Content starts
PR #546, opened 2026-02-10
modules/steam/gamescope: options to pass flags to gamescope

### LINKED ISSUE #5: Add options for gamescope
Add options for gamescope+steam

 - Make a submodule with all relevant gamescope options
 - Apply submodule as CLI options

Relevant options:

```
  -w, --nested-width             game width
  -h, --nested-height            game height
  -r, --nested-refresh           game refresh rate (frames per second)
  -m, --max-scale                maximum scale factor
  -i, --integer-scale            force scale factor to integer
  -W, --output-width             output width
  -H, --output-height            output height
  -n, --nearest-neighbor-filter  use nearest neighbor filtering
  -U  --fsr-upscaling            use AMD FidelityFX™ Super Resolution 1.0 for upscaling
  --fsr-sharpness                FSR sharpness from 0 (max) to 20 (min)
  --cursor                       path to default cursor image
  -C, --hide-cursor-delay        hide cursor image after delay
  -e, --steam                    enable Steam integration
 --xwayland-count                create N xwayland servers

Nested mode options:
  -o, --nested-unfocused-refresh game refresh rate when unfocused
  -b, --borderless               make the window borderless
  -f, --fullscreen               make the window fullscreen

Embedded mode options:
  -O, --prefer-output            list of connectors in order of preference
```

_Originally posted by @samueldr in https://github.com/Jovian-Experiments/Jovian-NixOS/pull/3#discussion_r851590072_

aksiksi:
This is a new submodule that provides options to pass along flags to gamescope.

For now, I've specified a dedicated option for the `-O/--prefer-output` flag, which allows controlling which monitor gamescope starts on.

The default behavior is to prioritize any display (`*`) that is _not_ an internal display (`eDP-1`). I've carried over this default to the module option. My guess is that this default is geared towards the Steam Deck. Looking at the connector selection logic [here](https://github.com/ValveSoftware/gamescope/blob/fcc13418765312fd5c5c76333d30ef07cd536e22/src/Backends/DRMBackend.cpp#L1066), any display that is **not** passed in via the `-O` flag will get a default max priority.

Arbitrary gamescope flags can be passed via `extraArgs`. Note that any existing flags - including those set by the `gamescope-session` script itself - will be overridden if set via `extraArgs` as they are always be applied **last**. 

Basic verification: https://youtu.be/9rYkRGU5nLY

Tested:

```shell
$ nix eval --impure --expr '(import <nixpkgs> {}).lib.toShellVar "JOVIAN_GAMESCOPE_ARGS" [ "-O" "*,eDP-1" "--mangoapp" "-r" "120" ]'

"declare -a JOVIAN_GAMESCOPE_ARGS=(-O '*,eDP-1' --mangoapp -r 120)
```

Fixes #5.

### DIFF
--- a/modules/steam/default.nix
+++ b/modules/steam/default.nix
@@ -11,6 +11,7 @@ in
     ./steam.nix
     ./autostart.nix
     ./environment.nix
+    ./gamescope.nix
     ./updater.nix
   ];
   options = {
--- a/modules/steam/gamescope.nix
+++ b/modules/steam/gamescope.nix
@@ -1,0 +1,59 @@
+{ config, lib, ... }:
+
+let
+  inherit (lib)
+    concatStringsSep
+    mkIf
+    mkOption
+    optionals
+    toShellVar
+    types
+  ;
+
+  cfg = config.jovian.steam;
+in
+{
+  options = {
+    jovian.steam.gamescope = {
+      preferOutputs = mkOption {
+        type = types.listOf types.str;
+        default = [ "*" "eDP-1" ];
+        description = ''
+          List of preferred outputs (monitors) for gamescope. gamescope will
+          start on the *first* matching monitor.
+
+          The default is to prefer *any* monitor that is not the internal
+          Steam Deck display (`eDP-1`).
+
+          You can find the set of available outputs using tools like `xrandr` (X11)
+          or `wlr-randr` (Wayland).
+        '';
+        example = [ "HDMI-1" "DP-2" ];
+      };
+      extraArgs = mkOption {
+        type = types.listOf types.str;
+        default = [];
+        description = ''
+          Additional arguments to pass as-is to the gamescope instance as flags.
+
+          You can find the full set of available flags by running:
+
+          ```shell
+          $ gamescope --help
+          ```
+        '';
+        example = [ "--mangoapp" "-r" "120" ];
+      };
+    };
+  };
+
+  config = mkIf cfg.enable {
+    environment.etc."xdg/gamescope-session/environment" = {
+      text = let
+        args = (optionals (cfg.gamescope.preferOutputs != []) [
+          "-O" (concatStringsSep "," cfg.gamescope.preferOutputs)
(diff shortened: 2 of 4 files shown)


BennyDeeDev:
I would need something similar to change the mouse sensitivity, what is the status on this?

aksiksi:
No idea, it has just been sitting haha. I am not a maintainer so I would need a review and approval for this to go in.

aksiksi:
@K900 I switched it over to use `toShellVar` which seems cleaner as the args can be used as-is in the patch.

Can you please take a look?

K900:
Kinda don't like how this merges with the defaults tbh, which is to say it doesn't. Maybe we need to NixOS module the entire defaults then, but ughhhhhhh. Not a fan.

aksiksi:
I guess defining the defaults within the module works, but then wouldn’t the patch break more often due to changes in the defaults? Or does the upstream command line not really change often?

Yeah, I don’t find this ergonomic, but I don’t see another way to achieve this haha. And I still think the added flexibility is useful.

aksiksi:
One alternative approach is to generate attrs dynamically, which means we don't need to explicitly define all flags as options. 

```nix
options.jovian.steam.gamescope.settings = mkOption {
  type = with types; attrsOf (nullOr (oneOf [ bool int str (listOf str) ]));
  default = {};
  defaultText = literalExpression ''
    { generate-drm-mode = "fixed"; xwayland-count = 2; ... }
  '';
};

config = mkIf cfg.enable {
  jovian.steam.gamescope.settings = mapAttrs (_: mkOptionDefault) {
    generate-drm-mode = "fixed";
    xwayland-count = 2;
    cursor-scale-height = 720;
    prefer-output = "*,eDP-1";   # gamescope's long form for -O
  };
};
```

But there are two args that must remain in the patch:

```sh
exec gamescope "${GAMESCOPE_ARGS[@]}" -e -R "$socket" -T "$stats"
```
Content ends
* _TO DO_: Reproduce every line of the data exactly as it was written.

* _ANSWER SECTION_:
PR #546, opened 2026-02-10
modules/steam/gamescope: options to pass flags to gamescope

### LINKED ISSUE #5: Add options for gamescope
Add options for gamescope+steam

 - Make a submodule with all relevant gamescope options
 - Apply submodule as CLI options

Relevant options:

```
  -w, --nested-width             game width
  -h, --nested-height            game height
  -r, --nested-refresh           game refresh rate (frames per second)
  -m, --max-scale                maximum scale factor
  -i, --integer-scale            force scale factor to integer
  -W, --output-width             output width
  -H, --output-height            output height
  -n, --nearest-neighbor-filter  use nearest neighbor filtering
  -U  --fsr-upscaling            use AMD FidelityFX™ Super Resolution 1.0 for upscaling
  --fsr-sharpness                FSR sharpness from 0 (max) to 20 (min)
  --cursor                       path to default cursor image
  -C, --hide-cursor-delay        hide cursor image after delay
  -e, --steam                    enable Steam integration
 --xwayland-count                create N xwayland servers

Nested mode options:
  -o, --nested-unfocused-refresh game refresh rate when unfocused
  -b, --borderless               make the window borderless
  -f, --fullscreen               make the window fullscreen

Embedded mode options:
  -O, --prefer-output            list of connectors in order of preference
```

_Originally posted by @samueldr in https://github.com/Jovian-Experiments/Jovian-NixOS/pull/3#discussion_r851590072_

aksiksi:
This is a new submodule that provides options to pass along flags to gamescope.

For now, I've specified a dedicated option for the `-O/--prefer-output` flag, which allows controlling which monitor gamescope starts on.

The default behavior is to prioritize any display (`*`) that is _not_ an internal display (`eDP-1`). I've carried over this default to the module option. My guess is that this default is geared towards the Steam Deck. Looking at the connector selection logic [here](https://github.com/ValveSoftware/gamescope/blob/fcc13418765312fd5c5c76333d30ef07cd536e22/src/Backends/DRMBackend.cpp#L1066), any display that is **not** passed in via the `-O` flag will get a default max priority.

Arbitrary gamescope flags can be passed via `extraArgs`. Note that any existing flags - including those set by the `gamescope-session` script itself - will be overridden if set via `extraArgs` as they are always be applied **last**. 

Basic verification: https://youtu.be/9rYkRGU5nLY

Tested:

```shell
$ nix eval --impure --expr '(import <nixpkgs> {}).lib.toShellVar "JOVIAN_GAMESCOPE_ARGS" [ "-O" "*,eDP-1" "--mangoapp" "-r" "120" ]'

"declare -a JOVIAN_GAMESCOPE_ARGS=(-O '*,eDP-1' --mangoapp -r 120)
```

Fixes #5.

### DIFF
--- a/modules/steam/default.nix
+++ b/modules/steam/default.nix
@@ -11,6 +11,7 @@ in
     ./steam.nix
     ./autostart.nix
     ./environment.nix
+    ./gamescope.nix
     ./updater.nix
   ];
   options = {
--- a/modules/steam/gamescope.nix
+++ b/modules/steam/gamescope.nix
@@ -1,0 +1,59 @@
+{ config, lib, ... }:
+
+let
+  inherit (lib)
+    concatStringsSep
+    mkIf
+    mkOption
+    optionals
+    toShellVar
+    types
+  ;
+
+  cfg = config.jovian.steam;
+in
+{
+  options = {
+    jovian.steam.gamescope = {
+      preferOutputs = mkOption {
+        type = types.listOf types.str;
+        default = [ "*" "eDP-1" ];
+        description = ''
+          List of preferred outputs (monitors) for gamescope. gamescope will
+          start on the *first* matching monitor.
+
+          The default is to prefer *any* monitor that is not the internal
+          Steam Deck display (`eDP-1`).
+
+          You can find the set of available outputs using tools like `xrandr` (X11)
+          or `wlr-randr` (Wayland).
+        '';
+        example = [ "HDMI-1" "DP-2" ];
+      };
+      extraArgs = mkOption {
+        type = types.listOf types.str;
+        default = [];
+        description = ''
+          Additional arguments to pass as-is to the gamescope instance as flags.
+
+          You can find the full set of available flags by running:
+
+          ```shell
+          $ gamescope --help
+          ```
+        '';
+        example = [ "--mangoapp" "-r" "120" ];
+      };
+    };
+  };
+
+  config = mkIf cfg.enable {
+    environment.etc."xdg/gamescope-session/environment" = {
+      text = let
+        args = (optionals (cfg.gamescope.preferOutputs != []) [
+          "-O" (concatStringsSep "," cfg.gamescope.preferOutputs)
(diff shortened: 2 of 4 files shown)


BennyDeeDev:
I would need something similar to change the mouse sensitivity, what is the status on this?

aksiksi:
No idea, it has just been sitting haha. I am not a maintainer so I would need a review and approval for this to go in.

aksiksi:
@K900 I switched it over to use `toShellVar` which seems cleaner as the args can be used as-is in the patch.

Can you please take a look?

K900:
Kinda don't like how this merges with the defaults tbh, which is to say it doesn't. Maybe we need to NixOS module the entire defaults then, but ughhhhhhh. Not a fan.

aksiksi:
I guess defining the defaults within the module works, but then wouldn’t the patch break more often due to changes in the defaults? Or does the upstream command line not really change often?

Yeah, I don’t find this ergonomic, but I don’t see another way to achieve this haha. And I still think the added flexibility is useful.

aksiksi:
One alternative approach is to generate attrs dynamically, which means we don't need to explicitly define all flags as options. 

```nix
options.jovian.steam.gamescope.settings = mkOption {
  type = with types; attrsOf (nullOr (oneOf [ bool int str (listOf str) ]));
  default = {};
  defaultText = literalExpression ''
    { generate-drm-mode = "fixed"; xwayland-count = 2; ... }
  '';
};

config = mkIf cfg.enable {
  jovian.steam.gamescope.settings = mapAttrs (_: mkOptionDefault) {
    generate-drm-mode = "fixed";
    xwayland-count = 2;
    cursor-scale-height = 720;
    prefer-output = "*,eDP-1";   # gamescope's long form for -O
  };
};
```

But there are two args that must remain in the patch:

```sh
exec gamescope "${GAMESCOPE_ARGS[@]}" -e -R "$socket" -T "$stats"
```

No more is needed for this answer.